Jasper shrugged his shoulders. “It’s well over a hundred miles to Southampton,” he said. “Nearer a hundred and fifty, I should say.”

“But we must go on, we must,” urged Eileen.

It was evident that Jasper, too, felt a compelling desire to go on. He stood still with a look of intense concentration on his face. Eileen had seen him look thus, when he had been momentarily frustrated by some problem of mill machinery.
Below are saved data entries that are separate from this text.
PR #84, opened 2020-09-29
Disable cert rotation for temporary kube client

elgnay:
It's related to https://github.com/open-cluster-management/backlog/issues/5475.

### DIFF
--- a/pkg/operators/klusterlet/controllers/statuscontroller/klusterlet_status_controller.go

She waited expectant for the solution she was sure would presently emerge.

“A motor,” he said, speaking in short disconnected sentences. “If we can find paraffin and petrol and candles—light of some sort. The engines wouldn’t rust, but they’d clog. It must be paraffin. We daren’t clean with petrol by artificial light. It’s possible. Let’s try....”

That night Jasper did not sleep, but Eileen, as she sat beside him in the softly moving motor, soon lost consciousness of the dim streak of road and black river of hedge. The moon, in her third quarter, had risen before midnight, and when they started was riding deep in the sky, half veiled by a vast wing of dappled cirrus. And that, too, merged into her dream. She thought she was driving out into the open sea in a ship which became miraculously winged and soared up towards an ever-approaching but unincreasing moon. She woke with a start to find that it was broad daylight and that a thin misty rain was coming up from the sea.

“The Solent,” said Jasper, pointing to a distant gleam below them.

On the common they stopped and stood up in the car, watching a distant smear of smoke that stained the thin mist.

“She’ll be coming up Southampton Water with the lead going,” said Jasper, trying desperately to be calm.